Bechman Katie, Dalrymple Anthony, Southey-Bassols Charles, Cope Andrew P, Galloway James B
Centre of Rheumatic Diseases, Weston Education Centre, King's College London, Room 3.46, Third Floor, London, SE5 9RJ, UK.
BMC Rheumatol. 2020 Nov 2;4(1):70. doi: 10.1186/s41927-020-00154-3.

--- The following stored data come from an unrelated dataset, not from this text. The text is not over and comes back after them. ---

PR #322, opened 2024-02-16
WIP : Change time threshold for auto-enable of SPM following eclipse

taldcroft:
## Description

The matching time threshold of 125 seconds between battery connect time and eclipse entry appears to be too low. Eclipses on 2024:043 and 2024:046 had a delta of 129 to 130 seconds. This results in the `sun_pos_mon` remaining disabled coming out of eclipse.

This PR changes that value to 150 sec (2.5 minutes). **This value may be changed since it causes test fails.**

### Unit tests

- [ ] Mac

- [ ] [PLATFORM]:

### Functional tests

For about 30 seconds I changed the status of the two `COMMAND_SW | TLMSID=AOFUNCEN, AOPCADSE=30` commands on day 43 and 46 to be `In-work`. With that in place I ran kadi validate states locally and confirmed that the `sun_pos_mon` state matches telemetry.

### DIFF
--- a/kadi/commands/states.py
+++ b/kadi/commands/states.py
@@ -782,7 +782,7 @@ class SPMEclipseEnableTransition(BaseTransition):
     Automatic enable of sun position monitor.
 
     This occurs 11 minutes after eclipse exit, but only if the battery-connect
-    command occurs within 2:05 minutes of eclipse entry.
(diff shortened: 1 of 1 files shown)


taldcroft:
This is not the problem.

The B cell chemoattractant CXCL13 is a promising biomarker in rheumatoid arthritis (RA), with a plausible role in supporting diagnosis, monitoring disease activity and as a prognostic value. It is a key chemokine driving the formation of lymphoid follicles within the inflamed synovium. The objective of this systematic review was to evaluate the role of CXCL13 as a viable biomarker in RA.
We conducted a systematic literature review of all published cohort and randomised controlled trials evaluating the role of CXCL13 in RA. The primary outcomes were; i) CXCL13 levels in RA patients compared to healthy controls, ii) the correlation between CXCL13 and markers of disease activity, and iii) the association between CXCL13 and treatment response.
The search produced 278 articles, of which 31 met the inclusion criteria. Of the 12 studies evaluating CXCL13 expression in early or established RA, all reported higher levels than that seen in healthy controls. Twelve of sixteen studies reported a weakly positive correlation between CXCL13 and markers of disease activity including DAS28 and swollen joint count, with rho values between 0.20-0.67. In 2 studies, CXCL13 levels correlated with ultrasonographic evidence of synovitis. Eighteen studies assessed CXCL13 in response to therapeutic intervention. The majority signified a fall in levels in response to treatment including biologics and Janus kinase (JAK) inhibition. In some, this reduction was only seen in treatment responders. High CXCL13 levels predicted failure to achieve disease remission with csDMARDs. The evidence for treatment prediction with biologics was conflicting.
Despite evidence to suggest a role in diagnosing RA and in detecting synovitis, the heterogeneity of studies included in this review limit our ability to draw robust conclusions. At present there are inadequate results to justify the routine use of CXCL13 as a biomarker in RA routine clinical practice.
B 细胞趋化因子 CXCL13 是类风湿关节炎(RA)中一种很有前景的生物标志物,在辅助诊断、监测疾病活动及预后评估方面可能发挥作用。它是驱动炎症滑膜内淋巴滤泡形成的关键趋化因子。本系统评价的目的是评估 CXCL13 作为 RA 中一种可行生物标志物的作用。
我们对所有已发表的评估 CXCL13 在 RA 中作用的队列研究和随机对照试验进行了系统文献综述。主要结局包括:i)RA 患者与健康对照者的 CXCL13 水平;ii)CXCL13 与疾病活动标志物之间的相关性;iii)CXCL13 与治疗反应之间的关联。
检索到 278 篇文章,其中 31 篇符合纳入标准。在 12 项评估早期或确诊 RA 中 CXCL13 表达的研究中,所有研究均报告其水平高于健康对照者。16 项研究中的 12 项报告 CXCL13 与包括 DAS28 和肿胀关节计数在内的疾病活动标志物之间存在弱正相关,rho 值在 0.20 - 0.67 之间。在 2 项研究中,CXCL13 水平与滑膜炎的超声证据相关。18 项研究评估了治疗干预后 CXCL13 的变化。大多数研究表明,包括生物制剂和 Janus 激酶(JAK)抑制剂在内的治疗可使 CXCL13 水平下降。在一些研究中,这种下降仅见于治疗有反应者。CXCL13 水平高预示使用传统合成改善病情抗风湿药(csDMARDs)无法实现疾病缓解。生物制剂治疗预测的证据存在矛盾。
尽管有证据表明 CXCL13 在诊断 RA 和检测滑膜炎方面有作用,但本综述纳入研究的异质性限制了我们得出有力结论的能力。目前,尚无足够结果证明在 RA 常规临床实践中常规使用 CXCL13 作为生物标志物是合理的。